PR #73, opened 2016-09-27
Feature/mldev

qimingj:
Update datalab.ml to datalab.mlalpha in references. 
Remove feature preprocessing from Cloud predictor as it is not required.
Optimize pairplot in dataset to remove non numeric columns before plotting.

### DIFF
--- a/datalab/mlalpha/_cloud_predictor.py
+++ b/datalab/mlalpha/_cloud_predictor.py
@@ -32,17 +32,15 @@ _CLOUDML_DISCOVERY_URL = 'https://storage.googleapis.com/cloud-ml/discovery/' \
 class CloudPredictor(object):
   """Preforms cloud predictions on given data."""
 
-  def __init__(self, model_name, version_name, metadata_path=None, label_output=None,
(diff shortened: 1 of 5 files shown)


datalab/mlalpha/_cloud_predictor.py
```diff
@@ -32,29 +32,22 @@
 class CloudPredictor(object):
   """Preforms cloud predictions on given data."""
 
-  def __init__(self, model_name, version_name, metadata_path=None, label_output=None,
+  def __init__(self, model_name, version_name, label_output=None,
```
ojarjur: The 'label_output' keyword parameter is now unused.

I think that either the 'self._label_output = label_output' line was removed on accident, or this should be removed from the constructor (possibly replaced with an '**unused_kwargs' parameter?).

qimingj: We may need to remove it for both local LocalPredictor and CloudPredictor, but have not decided yet. It depends on whether the online prediction returns labels or integers in classification. It is  possible that we will still need it.

I will add a TODO here and probably today will send another change for this once we decided.

PR #80, opened 2016-09-30
Register Datalab specific magic commands as both line and cell magic

parthea:
Partial fix for #71 

The following Datalab magic commands were registered as line magic only:
```
%tensorboard
%monitoring
%storage
%extension
```

If the cell body contains data, line magic commands are automatically converted to cell magic commands.

Since the magic commands listed above are not registered for cell magic, we would see the following error in the Datalab console:
```
{"name":"app","hostname":"b476953e06bc","pid":52,"type":"jupyter","level":30,"msg":"[9000]: ERROR:root:Cell magic `%%tensorboard` not found (But line magic `%tensorboard` exists, did you mean that instead?).\n","time":"2016-09-29T23:56:51.188Z","v":0}
```

This PR should prevent the error from appearing in console.

I think this is only a partial fix for #71 because we still need to notify the user when there is data in the cell body which is not related to the magic command.  For example, a warning should be displayed for the following code snippet since `print(cars)` is unrelated to the `%storage` magic command.
```
%storage read --object gs://cloud-datalab-samples/cars.csv --variable cars
print(cars)
```

### DIFF
--- a/datalab/mlalpha/commands/_tensorboard.py
+++ b/datalab/mlalpha/commands/_tensorboard.py
@@ -20,9 +20,9 @@ import datalab.mlalpha
 import datalab.utils.commands
 
 
-@IPython.core.magic.register_line_magic
-def tensorboard(line):
-  """Implements the tensorboard line magic.
+@IPython.core.magic.register_line_cell_magic
+def tensorboard(line, cell=None):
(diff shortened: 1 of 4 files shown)


qimingj:
Thanks! At some point we will refactor our parsing logic to address #71.

PR #83, opened 2016-10-07
Fix a bug in the passing around of the csv delimiter

ojarjur:
Apparently, the Pandas DataFrame type is special in that it only
supports the keyword argument 'sep' for specifying the delimiter used in
a CSV file, and not the keyword argument 'delimiter'. (Note that the
builtin 'csv' package only supports the keyword argument 'delimiter' and
not 'sep', so we cannot normalize on a single keyword).

Furthermore, somewhere deep in the DataFrame code it checks if the type
of that argument is 'str', which will succeed in Python 3, but not in
Python 2, as we are using Python 3-compatible strings which have a type
of 'unicode', and were overriding the 'str' method with a Python
3-compatible one which returns values with type 'newstr'.

All of this means that in order to pass a single character argument to
the method, we had to distinguish between all of the calls where a
Python 3 compatible str was expected with this one call that requires an
argument with type 'str'. That distinction is being made by changing
the 'from builtins import str' to 'from builtins import str as newstr'.

### DIFF
--- a/datalab/data/_csv.py
+++ b/datalab/data/_csv.py
@@ -14,7 +14,7 @@
 from __future__ import absolute_import
 from __future__ import unicode_literals
 from builtins import next
-from builtins import str
+from builtins import str as newstr
 from builtins import range
 from builtins import object
 
@@ -68,10 +68,10 @@ class Csv(object):
     return lines
 
   def _is_probably_categorical(self, column):
-    if str(column.dtype) != 'object':
+    if newstr(column.dtype) != 'object':
       # only string types (represented in DataFrame as object) can potentially be categorical
       return False
-    if len(max(column, key=lambda p: len(str(p)))) > 100:
+    if len(max(column, key=lambda p: len(newstr(p)))) > 100:
       return False  # value too long to be a category
     if len(set(column)) > 100:
       return False  # too many unique values to be a category
@@ -96,7 +96,7 @@ class Csv(object):
       return pd.DataFrame(columns=headers)
     columns_size = len(next(csv.reader([lines[0]], delimiter=self._delimiter)))
     if headers is None:
-      headers = ['col' + str(e) for e in range(columns_size)]
+      headers = ['col' + newstr(e) for e in range(columns_size)]
     if len(headers) != columns_size:
       raise Exception('Number of columns in CSV do not match number of headers')
     buf = StringIO()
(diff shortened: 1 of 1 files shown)


datalab/data/_csv.py
```diff
@@ -176,4 +176,4 @@ def sample_to(self, count, skip_header_rows, strategy, target):
         datalab.utils.gcs_copy_file(f.name, target)
     else:
       with open(target, 'w') as f:
-        df.to_csv(f, header=False, index=False, delimiter=self._delimiter)
+        df.to_csv(f, header=False, index=False, sep=str(','))
```
qimingj: Should this be sep=self._delimiter?

ojarjur: Yes, it should. I changed things up when I was debugging why simply casting to `str` wasn't working (because an import was overriding `str`), and I forgot to change it back.

Thanks for catching that.

wafisher:
I'm running into this issue now. Do you mind describing (preferably in a more public forum like the README or the official Datalab docs) how changes like this make their way into the Docker container?

And assuming I don't want to wait for another Datalab version release, what's the best way to get the code from `master` into my locally-run container?

Thanks!

yebrahim:
Take a look at the Dockerfile for datalab's base image [here](https://github.com/googledatalab/datalab/blob/master/containers/base/Dockerfile#L148), the pydatalab repo is cloned (unless you point to a local copy of it, read below) everytime the datalab image is built, this is how these changes get there. I agree this needs to be cleared up in the documentation, perhaps in the install script.

If what you need is to get your own copy of this repo (pydatalab) into your locally-built datalab image then it's easier to do it while building the datalab image. To do this you can pass the path to your local pydatalab to the build script at containers/datalab/build.sh, for example:
`./build.sh ../../pydatalab/` < note the slash in the end

The install instructions on this repo are meant for building Jupyter nbextensions, which can then be used from any Jupyter instance.

wafisher:
Thank you. What version of Python should I be running Datalab and this extension with or does it not matter?

parthea:
> Also, what I'm going to try to do is install this locally into site packages and load it in the kernel — is that a bad idea?

I often use this approach because I find it faster than rebuilding the image, although it may not be supported officially.  

Here are the steps:

- Clone pydatalab using `git clone https://github.com/googledatalab/pydatalab.git`
- `cd` to the folder and run either `./install-no-virtualenv.sh` or `install-virtualenv.sh` depending on your environment. Make sure the install completes successfully without errors.
- Replace the copy of pydatalab in the container with your local copy, by using : `docker run -it -p "127.0.0.1:8081:8080" -v "${HOME}:/content"    -e "PROJECT_ID=<your-project>" -v "<path-to-pydatalab-clone>/datalab/:/usr/local/lib/python2.7/dist-packages/datalab/"  gcr.io/cloud-datalab/datalab:local`

I hope this helps.

PR #90, opened 2016-10-27
Remove no longer needed mathjax extension

yebrahim:
MathJax is not added by default for all notebooks, it's not needed as an extension. We'll keep it for now for backward compatibility.


ojarjur:
It looks like there are also references to this file that need to be removed before the tests will pass.

PR #94, opened 2016-11-17
Add ability to set the default BigQuery SQL dialect

### LINKED ISSUE #93: Add an option to set the default dialect to Standard SQL
#40 added an option to specify whether to use the standard SQL dialect, but this is done on a per-query basis. On notebooks with lots of queries specifying dialect=standard each time is cumbersome and error prone, it'd be nice to have an option to change the default on a per-notebook level.

parthea:
Closes #93

By default, Datalab will set the BigQuery SQL dialect to legacy for all queries.

Use `set_datalab_bq_dialect('standard')` to set the default BigQuery SQL dialect to Standard SQL for the notebook, and `datalab_bq_dialect()` to read the BigQuery SQL dialect specified for the notebook.

Note: If the dialect parameter is provided on a per query basis, then the dialect parameter for that query will be honored (i.e. we will ignore the notebook default).

For example,
If the SQL dialect for the notebook is set to legacy, the following query will still execute successfully since the dialect is specified on a per query basis.
```
%%sql -d standard
WITH UniqueNames2013 AS
(SELECT DISTINCT name
  FROM `bigquery-public-data.usa_names.usa_1910_2013`
  WHERE Year = 2013)
SELECT COUNT(*) FROM UniqueNames2013
```

### DIFF
--- a/datalab/bigquery/__init__.py
+++ b/datalab/bigquery/__init__.py
@@ -15,6 +15,7 @@ from __future__ import absolute_import
 
 from ._csv_options import CSVOptions
 from ._dataset import Dataset, Datasets
+from ._dialect import Dialect
 from ._federated_table import FederatedTable
 from ._job import Job
 from ._query import Query
--- a/datalab/bigquery/_api.py
+++ b/datalab/bigquery/_api.py
@@ -17,6 +17,7 @@ from past.builtins import basestring
 from builtins import object
 
 import datalab.utils
+import datalab.bigquery
 
 
 class Api(object):
@@ -124,7 +125,7 @@ class Api(object):
 
   def jobs_insert_query(self, sql, code=None, imports=None, table_name=None, append=False,
                         overwrite=False, dry_run=False, use_cache=True, batch=True,
-                        allow_large_results=False, table_definitions=None, dialect='legacy',
+                        allow_large_results=False, table_definitions=None, dialect=None,
                         billing_tier=None):
     """Issues a request to insert a query job.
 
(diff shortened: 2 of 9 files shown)


qimingj:
Thanks Anthonios!

We plan to make standard SQL the default so maybe we don't need the global dialect setting. What do you think?

qimingj:
Assigning to Chris.

parthea:
My initial thought is that a global setting could be useful regardless of whether legacy or standard is the default. 

My feeling is that with this change there will be less impact to existing users after changing the default dialect to Standard SQL. They would simply have `set_datalab_bq_dialect('legacy')` in a cell in their notebook, as opposed to setting the dialect to `'legacy'` on a per-query basis for all queries.

parthea:
> We plan to make standard SQL the default 

Can I go ahead and make that change in this PR?

qimingj:
My only concern is that we are adding it to context class, and in the future we will probably need to remove it so it will become a backward compatibility issue.

Can we move the setting to a global variable such as datalab.bigquery._dialect, so you could still use it but it will be easier to remove in the future?

parthea:
> Can we move the setting to a global variable such as datalab.bigquery._dialect, so you could still use it but it will be easier to remove in the future?

Yes. I'll make this change. Let me know if it is ok to change the default dialect to Standard SQL here. If we don't want to make the change now, I expect it will only be a 1 line change to make standard SQL default in another PR.

qimingj:
Let's not change the default dialect since it is another breaking change.

parthea:
The changes in this PR are ready for review.

qimingj:
Thanks Anthonios!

++++++

● **ABOUT THIS EXERCISE**
Filter the entries down to the lines containing "compatible". Copy each of those lines.

● **REPLY**
Python 2, as we are using Python 3-compatible strings which have a type
3-compatible one which returns values with type 'newstr'.
Python 3 compatible str was expected with this one call that requires an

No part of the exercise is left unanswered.